The other day I saw an email in my Facebook inbox. The name took me by surprise. It was an old friend/acquaintance from a rather tumultuous period of my life. For many reasons we went our separate ways. The last time we were in contact was probably close to a decade ago. Curious, I clicked his message. To my surprise he searched me out to let me know that my ex(?), who is also his friend, had died from a sudden heart attack. 

I don't even know how to write what my reaction to this was. 

On one hand I felt far removed from the news, enough to make it a bit surreal. Mike and I have not been "together" since 1993 and the numerous times we tried to restart our friendship failed for many reasons. On the other hand a sense of guilt set in because the last two times Mike reached out to me I simply turned the other cheek. No matter how much time passed our conversations were stuck in the past; the times we spent together and his wanting to bash my ex (the man I left him for). When it didn't go there, it often became sexual, something I was not interested in engaging. Even despite this, I feel a bit sad that I didn't reach back. 

The question is why? I think the reason stems from the fact that every time Mike and I tried to make it work his life was stuck, for whatever reason he was unable to or maybe subconsciously unwilling to do what he needed to find happiness. The peacekeeper and caretaker in me wanted him to find it. I wanted to know that at some point in his life he was able to let go of any past wounds or limitations he had in place for himself and be happy. His death came far too early in his life and I hope in some ways, in the years we haven't talked, that he found some...but the pattern in his life that I've known says "no."

There's also the sadness I feel for his mother.
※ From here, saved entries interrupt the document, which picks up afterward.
PR #406, opened 2024-10-12
Update the `cex` argument in `ggbeeswarm::geom_beeswarm()`

LHBO:
In the current version, the `cex` argument in `ggbeeswarm::geom_beeswarm` does not scale well when `N_explain` increases as it is set to `0.4`. In this PR, we change it to `cex = 1 / length(index_x_explain)^(1/4)`.

Another option is to use `corral` as illustrated in `inst/scripts/Beeswarm_illustration.R`.  This file compares the old method, the new version with the modified cex argument, another version where we use coral, and the code used in https://arxiv.org/abs/2410.04883. Here we let `N_explain` be 50, 100, 1000, and 5000, and the new version with the modified cex argument provides nice plots for all settings and most similar to what the old code did for small values of `N_explain` but now also for larger values.


LHBO:
I have not accepted the changes in plot tests.

PR #73, opened 2015-12-21
The key_exists function has never been deprecated

T1grOK:
The key_exists function has never been deprecated. Detail https://bugs.php.net/bug.php?id=71174


neuro159:
Obsolete
Please ensure that you follow rules in CONTRIBUTING.md

PR #79, opened 2016-01-26
added RarArchive extension

AmsTaFFix:


rar.php
```diff
@@ -0,0 +1,620 @@
+<?php
+
+/**
+ * This class represents a RAR archive, which may be formed by several volumes (parts) and which contains a number of
+ * RAR entries (i.e., files, directories and other special objects such as symbolic links).
+ *
+ * Objects of this class can be traversed, yielding the entries stored in the respective RAR archive.
+ * Those entries can also be obtained through {@see \RarArchive::getEntry} and {@see \RarArchive::getEntries}.
+ *
+ * @link http://php.net/manual/ru/class.rararchive.php
```
avsej: it is better strip locale from url, and rely on user defaults. PHP.net will redirect to correct locale
http://php.net/manual/class.rararchive.php

neuro159:

rar.php
AmsTaFFix: my mistake, i will change

6ecuk:
Hi, if  any plans for merge this request in master  ? I need RarArchive stub in PhpStorm

andrey-sokolov:
Merged https://github.com/JetBrains/phpstorm-stubs/pull/234

PR #83, opened 2016-02-23
Add all supported arguments to PDOStatement::setFetchMode stub

h3xx:
**Note: I'm not going to sign a contract in order to submit this pull request. Use my contribution or don't. Credit me or don't. I don't care what you do with this code, or the knowledge that this bug exists in your software. I fixed it just because it annoyed me. If you had an issues section, I'd have used that. You don't, so instead you get code.**

This adds a second and third optional argument to PDOStatement::setFetchMode to support this method's multi-call nature:

>public bool PDOStatement::setFetchMode ( int $mode )
>public bool PDOStatement::setFetchMode ( int $PDO::FETCH_COLUMN , int $colno )
>public bool PDOStatement::setFetchMode ( int $PDO::FETCH_CLASS , string $classname , array $ctorargs )
>public bool PDOStatement::setFetchMode ( int $PDO::FETCH_INTO , object $object )

Source: http://php.net/manual/en/pdostatement.setfetchmode.php

This fixes false-positives coming up when running code inspections on perfectly legal usages.

Example of false positive:

Code:

    $statement->setFetchMode(PDO::FETCH_CLASS, $class);

Inspection results:

>Problem synopsis
>    Method call uses 2 parameters, but method signature uses 1 parameters (at line XXX)

### DIFF
--- a/PDO.php
+++ b/PDO.php
@@ -1316,9 +1316,24 @@ class PDOStatement implements Traversable {
 	 * @param int $mode <p>
 	 * The fetch mode must be one of the PDO::FETCH_* constants.
 	 * </p>
+	 * @param int|string|object $arg2 <p>
+     * If $mode is PDO::FETCH_COLUMN, the integer column index to fetch.
+	 * </p>
+     * <p>
+     * If $mode is PDO::FETCH_CLASS, the name of the class to instantiate with
+     * row data.
+     * </p>
+     * <p>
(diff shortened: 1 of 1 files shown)


neuro159:
> If you had an issues section, I'd have used that
Here it is: https://youtrack.jetbrains.com/issues/WI
Also there's a plenty of relevant links under Help menu in PhpStorm
Please don's submit any future patches while breaking CONTRIBUTING.md

PR #90, opened 2016-04-20
Fix case in Memcache method names

jeromegamez:
When using Memcache methods, those get annotated by the "Method call or class usage is not case sensitive" Inspection.

:octocat:


tableau-torgie:
Yes please!

jeromegamez:
Thanks for merging! :octocat:

PR #92, opened 2016-05-12
Update the XDebug stubs

stof:
I updated the doc based on https://xdebug.org/docs/all_functions to include all missing arguments (and I opened a bug on Xdebug to report the fact that they are not exposed through the reflection API: https://bugs.xdebug.org/view.php?id=1300)


stof:
Looking at the issue tracker, this fixes the following ticket: https://youtrack.jetbrains.com/issue/WI-29603

PR #99, opened 2016-06-29
Added `sAddArray` to `Redis` stub

boesing:


Redis.php
```diff
@@ -3089,4 +3105,4 @@ public function _target($key) {}
      * Use this function when a new node is added and keys need to be rehashed.
      */
     public function _rehash() {}
-}
```
neuro159: please avoid unnecessary changes

boesing: Sorry, its an IDE thing. 
However, as of `PSR-2`, there MUST be a UNIX LF instead of Windows `CRLF` at the end of a file.

PR #111, opened 2016-08-30
Fixing wrong stubs on \MongoCollection

villfa:
\MongoCollection::findOne() has a third parameter `options` ([check docs](http://www.php.net/manual/en/mongocollection.findone.php)).

### DIFF
--- a/mongo.php
+++ b/mongo.php
@@ -1146,9 +1146,10 @@ class MongoCollection {
 	 * @link http://www.php.net/manual/en/mongocollection.findone.php
 	 * @param array $query The fields for which to search.
 	 * @param array $fields Fields of the results to return.
+	 * @param array $options This parameter is an associative array of the form array("name" => <value>, ...).
 	 * @return array|null
 	 */
-    public function findOne(array $query = array(), array $fields = array()) {}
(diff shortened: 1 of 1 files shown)


neuro159:
May be you can add the contents of the "Currently supported options are:..." table? )

villfa:
Any recommendations about the format ?
In the same file I found 3 different formats :
- [`options` in \MongoCollection::insert()](https://github.com/JetBrains/phpstorm-stubs/blob/cdc93c6d5c42145d623ef35dc2efaff8c726e70b/mongo.php#L989) : HTML format (`dl`, `dd`, `dt`)
- [`options` in \MongoCollection::remove()](https://github.com/JetBrains/phpstorm-stubs/blob/cdc93c6d5c42145d623ef35dc2efaff8c726e70b/mongo.php#L1077) : HTML format (`ul`, `li`)
- [`options` in \MongoCollection::update()](https://github.com/JetBrains/phpstorm-stubs/blob/cdc93c6d5c42145d623ef35dc2efaff8c726e70b/mongo.php#L1046) : plain text

Which one should I choose ?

She was in a very emotionally unhealthy relationship for years, and her second son was emotionally and in many other ways an emotional and financial "leech." Mike was the only healthy relationship she had in her immediate family that I was aware of. Now in her lifetime she's had to bury her husband (early), her son (early), and some memory tells me something happened with Mike's brother. 

Finally, there's the issue of Mike was really an ex or not. It was a very, very strange and emotionally tumultuous period of my life. Nothing started honestly (his doing), and nothing ended honestly (my doing). I will write about this at some later date, but I can't think about my relationship with Mike without thinking of some of the emotional manipulating that was done at the start of our friendship. This only adds even more conflicting emotion to the news of his death. 

As time goes by I'll put this in more perspective for myself, but when all is said and done, I hope Mike has found peace in his next great journey.